### Data excerpts
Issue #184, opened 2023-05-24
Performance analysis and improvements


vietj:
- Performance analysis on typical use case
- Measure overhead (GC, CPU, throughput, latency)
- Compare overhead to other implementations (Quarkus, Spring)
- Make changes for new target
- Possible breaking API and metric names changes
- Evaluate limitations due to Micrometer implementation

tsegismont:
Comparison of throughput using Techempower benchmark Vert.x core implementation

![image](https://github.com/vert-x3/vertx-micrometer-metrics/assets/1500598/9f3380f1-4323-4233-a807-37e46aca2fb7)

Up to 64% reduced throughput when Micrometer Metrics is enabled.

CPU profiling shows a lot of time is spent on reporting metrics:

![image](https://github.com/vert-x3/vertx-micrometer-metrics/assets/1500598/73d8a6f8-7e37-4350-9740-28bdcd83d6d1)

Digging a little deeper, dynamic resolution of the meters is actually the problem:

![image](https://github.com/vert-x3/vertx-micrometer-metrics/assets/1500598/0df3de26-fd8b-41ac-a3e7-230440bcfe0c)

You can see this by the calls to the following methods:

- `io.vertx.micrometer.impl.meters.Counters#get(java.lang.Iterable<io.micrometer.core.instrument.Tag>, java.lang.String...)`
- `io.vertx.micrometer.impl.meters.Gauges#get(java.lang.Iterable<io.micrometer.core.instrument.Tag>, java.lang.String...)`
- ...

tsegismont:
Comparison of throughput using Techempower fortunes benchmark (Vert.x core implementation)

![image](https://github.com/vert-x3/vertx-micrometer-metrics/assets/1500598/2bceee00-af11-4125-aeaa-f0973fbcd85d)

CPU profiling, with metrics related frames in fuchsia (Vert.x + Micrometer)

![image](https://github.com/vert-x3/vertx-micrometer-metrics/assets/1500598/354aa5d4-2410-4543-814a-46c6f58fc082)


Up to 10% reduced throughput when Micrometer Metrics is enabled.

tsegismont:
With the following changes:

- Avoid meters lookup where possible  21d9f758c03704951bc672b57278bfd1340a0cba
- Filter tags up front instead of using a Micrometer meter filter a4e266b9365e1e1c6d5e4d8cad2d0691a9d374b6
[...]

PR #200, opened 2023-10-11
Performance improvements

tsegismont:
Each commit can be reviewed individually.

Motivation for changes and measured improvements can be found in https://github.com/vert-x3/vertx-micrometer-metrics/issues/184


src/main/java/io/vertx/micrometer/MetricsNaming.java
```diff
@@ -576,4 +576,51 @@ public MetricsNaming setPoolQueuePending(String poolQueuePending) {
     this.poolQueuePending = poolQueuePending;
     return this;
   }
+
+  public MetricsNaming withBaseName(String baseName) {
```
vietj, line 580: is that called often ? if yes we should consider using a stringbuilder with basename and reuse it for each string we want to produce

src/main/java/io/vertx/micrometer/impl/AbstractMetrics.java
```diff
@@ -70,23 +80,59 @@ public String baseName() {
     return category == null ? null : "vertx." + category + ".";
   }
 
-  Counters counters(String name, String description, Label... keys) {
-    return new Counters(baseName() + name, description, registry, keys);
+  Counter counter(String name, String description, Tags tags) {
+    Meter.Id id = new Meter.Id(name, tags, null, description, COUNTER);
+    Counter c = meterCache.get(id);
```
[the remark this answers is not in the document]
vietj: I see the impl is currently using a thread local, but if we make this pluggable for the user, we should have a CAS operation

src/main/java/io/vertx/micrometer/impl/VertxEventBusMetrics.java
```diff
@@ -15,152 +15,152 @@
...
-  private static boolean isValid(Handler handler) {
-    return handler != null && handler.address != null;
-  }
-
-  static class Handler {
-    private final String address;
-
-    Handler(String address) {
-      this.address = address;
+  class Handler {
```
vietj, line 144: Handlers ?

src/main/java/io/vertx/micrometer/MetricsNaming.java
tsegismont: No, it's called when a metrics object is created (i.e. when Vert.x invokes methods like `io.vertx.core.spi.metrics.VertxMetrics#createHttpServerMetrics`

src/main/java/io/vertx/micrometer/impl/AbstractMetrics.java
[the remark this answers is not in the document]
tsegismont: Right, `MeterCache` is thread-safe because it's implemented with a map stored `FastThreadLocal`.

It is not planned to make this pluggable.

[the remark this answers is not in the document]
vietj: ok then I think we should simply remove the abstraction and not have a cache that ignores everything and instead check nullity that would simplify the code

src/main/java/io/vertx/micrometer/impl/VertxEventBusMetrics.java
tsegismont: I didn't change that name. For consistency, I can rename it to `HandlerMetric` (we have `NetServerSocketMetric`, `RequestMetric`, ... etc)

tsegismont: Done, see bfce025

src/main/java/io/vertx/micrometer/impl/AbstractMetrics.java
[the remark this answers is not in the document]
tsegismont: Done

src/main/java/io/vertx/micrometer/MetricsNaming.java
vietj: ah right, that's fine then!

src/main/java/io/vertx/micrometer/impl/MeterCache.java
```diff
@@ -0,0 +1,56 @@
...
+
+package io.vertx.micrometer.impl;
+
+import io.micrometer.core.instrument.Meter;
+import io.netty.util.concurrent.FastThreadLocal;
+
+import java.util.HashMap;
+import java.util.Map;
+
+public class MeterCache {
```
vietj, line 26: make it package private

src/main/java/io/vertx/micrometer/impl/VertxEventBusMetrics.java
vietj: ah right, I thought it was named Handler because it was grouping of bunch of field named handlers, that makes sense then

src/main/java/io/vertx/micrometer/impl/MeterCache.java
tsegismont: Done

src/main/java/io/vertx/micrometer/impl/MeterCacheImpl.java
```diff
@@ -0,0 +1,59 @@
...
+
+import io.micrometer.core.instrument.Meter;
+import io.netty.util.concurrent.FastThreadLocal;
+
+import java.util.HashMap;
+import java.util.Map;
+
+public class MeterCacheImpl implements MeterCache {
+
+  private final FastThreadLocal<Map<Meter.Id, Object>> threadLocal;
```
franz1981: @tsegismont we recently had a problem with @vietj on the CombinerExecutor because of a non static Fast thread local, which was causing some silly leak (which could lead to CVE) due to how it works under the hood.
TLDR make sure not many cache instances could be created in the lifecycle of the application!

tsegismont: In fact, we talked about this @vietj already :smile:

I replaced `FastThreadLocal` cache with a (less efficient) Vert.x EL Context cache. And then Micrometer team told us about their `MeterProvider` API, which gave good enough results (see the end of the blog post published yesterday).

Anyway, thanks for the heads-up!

* * *

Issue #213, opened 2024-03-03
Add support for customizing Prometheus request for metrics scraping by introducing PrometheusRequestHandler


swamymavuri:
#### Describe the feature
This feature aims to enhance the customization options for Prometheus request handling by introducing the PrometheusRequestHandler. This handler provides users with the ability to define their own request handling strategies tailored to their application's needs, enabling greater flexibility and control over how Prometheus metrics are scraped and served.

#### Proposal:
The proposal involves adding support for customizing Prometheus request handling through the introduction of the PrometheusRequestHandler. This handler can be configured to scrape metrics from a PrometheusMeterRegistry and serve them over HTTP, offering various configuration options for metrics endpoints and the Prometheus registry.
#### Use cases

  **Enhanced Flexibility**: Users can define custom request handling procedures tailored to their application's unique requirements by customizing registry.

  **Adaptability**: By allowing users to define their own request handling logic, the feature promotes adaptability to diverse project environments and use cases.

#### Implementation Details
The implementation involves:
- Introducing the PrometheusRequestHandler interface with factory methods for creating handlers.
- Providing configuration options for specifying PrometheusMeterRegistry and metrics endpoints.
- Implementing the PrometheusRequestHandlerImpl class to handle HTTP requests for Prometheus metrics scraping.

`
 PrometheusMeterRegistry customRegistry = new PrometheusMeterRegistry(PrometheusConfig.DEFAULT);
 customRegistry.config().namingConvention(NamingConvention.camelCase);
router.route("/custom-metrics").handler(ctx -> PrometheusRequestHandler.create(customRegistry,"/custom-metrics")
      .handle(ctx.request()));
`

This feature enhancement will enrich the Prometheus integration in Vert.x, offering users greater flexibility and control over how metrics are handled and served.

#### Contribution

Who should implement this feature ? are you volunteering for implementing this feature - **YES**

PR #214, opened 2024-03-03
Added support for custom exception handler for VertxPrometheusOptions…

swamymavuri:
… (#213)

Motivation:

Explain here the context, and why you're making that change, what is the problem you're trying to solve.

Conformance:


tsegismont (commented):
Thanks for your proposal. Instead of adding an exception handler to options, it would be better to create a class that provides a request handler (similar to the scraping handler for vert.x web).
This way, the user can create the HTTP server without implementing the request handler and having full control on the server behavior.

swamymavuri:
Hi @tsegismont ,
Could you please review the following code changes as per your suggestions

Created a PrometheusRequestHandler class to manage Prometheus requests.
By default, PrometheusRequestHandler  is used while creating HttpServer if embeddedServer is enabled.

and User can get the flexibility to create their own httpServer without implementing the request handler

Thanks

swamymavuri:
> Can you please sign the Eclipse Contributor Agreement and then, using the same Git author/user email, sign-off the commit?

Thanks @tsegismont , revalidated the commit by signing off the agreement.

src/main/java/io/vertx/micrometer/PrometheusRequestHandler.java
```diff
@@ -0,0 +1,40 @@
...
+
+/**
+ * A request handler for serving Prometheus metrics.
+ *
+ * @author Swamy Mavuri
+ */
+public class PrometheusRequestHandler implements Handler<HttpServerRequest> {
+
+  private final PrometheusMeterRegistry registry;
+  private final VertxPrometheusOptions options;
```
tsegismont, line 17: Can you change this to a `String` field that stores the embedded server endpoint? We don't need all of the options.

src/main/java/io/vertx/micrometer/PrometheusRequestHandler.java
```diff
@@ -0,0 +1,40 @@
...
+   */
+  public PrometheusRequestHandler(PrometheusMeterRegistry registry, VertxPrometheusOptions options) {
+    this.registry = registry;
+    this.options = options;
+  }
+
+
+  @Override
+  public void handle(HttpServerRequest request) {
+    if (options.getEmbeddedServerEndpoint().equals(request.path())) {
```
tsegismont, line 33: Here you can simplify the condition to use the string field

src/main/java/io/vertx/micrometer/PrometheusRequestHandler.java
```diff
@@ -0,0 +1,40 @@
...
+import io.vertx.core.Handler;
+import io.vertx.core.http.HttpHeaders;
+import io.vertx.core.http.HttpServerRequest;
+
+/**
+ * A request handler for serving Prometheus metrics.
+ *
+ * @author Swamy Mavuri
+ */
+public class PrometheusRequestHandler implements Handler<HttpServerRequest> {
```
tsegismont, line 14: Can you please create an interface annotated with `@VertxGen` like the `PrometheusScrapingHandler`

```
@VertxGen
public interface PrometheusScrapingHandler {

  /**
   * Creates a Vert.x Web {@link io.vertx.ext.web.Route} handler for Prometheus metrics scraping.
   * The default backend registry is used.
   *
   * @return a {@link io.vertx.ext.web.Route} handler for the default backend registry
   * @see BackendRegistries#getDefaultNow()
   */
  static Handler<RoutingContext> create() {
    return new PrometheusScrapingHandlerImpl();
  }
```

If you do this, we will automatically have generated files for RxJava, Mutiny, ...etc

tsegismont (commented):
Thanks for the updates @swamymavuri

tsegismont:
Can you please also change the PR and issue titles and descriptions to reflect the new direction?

==

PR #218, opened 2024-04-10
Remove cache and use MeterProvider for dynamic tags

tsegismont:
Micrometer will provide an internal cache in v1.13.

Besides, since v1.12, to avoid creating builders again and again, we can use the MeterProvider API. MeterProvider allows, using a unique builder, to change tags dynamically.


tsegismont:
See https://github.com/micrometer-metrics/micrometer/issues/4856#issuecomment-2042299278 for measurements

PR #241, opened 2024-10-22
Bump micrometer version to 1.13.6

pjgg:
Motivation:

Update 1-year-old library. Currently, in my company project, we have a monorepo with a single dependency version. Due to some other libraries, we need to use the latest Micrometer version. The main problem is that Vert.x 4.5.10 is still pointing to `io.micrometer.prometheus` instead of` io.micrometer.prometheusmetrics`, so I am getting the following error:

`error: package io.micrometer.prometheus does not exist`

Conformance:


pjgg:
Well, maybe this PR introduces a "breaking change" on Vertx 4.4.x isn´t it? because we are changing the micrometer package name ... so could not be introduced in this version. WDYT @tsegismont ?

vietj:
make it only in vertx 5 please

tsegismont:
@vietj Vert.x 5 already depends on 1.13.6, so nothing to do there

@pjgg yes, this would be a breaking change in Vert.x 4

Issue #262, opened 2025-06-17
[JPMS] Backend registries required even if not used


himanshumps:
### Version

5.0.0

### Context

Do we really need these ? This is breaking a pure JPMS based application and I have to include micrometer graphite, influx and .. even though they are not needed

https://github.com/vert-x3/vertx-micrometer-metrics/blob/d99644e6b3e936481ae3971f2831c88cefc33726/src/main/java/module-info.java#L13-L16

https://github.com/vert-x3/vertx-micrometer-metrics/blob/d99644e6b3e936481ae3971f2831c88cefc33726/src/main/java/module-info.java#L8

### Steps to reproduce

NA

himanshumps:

### Prompt
For this exercise, copy each line from the listing above that has the word "blob".

### Written reply
https://github.com/vert-x3/vertx-micrometer-metrics/blob/d99644e6b3e936481ae3971f2831c88cefc33726/src/main/java/module-info.java#L13-L16
https://github.com/vert-x3/vertx-micrometer-metrics/blob/d99644e6b3e936481ae3971f2831c88cefc33726/src/main/java/module-info.java#L8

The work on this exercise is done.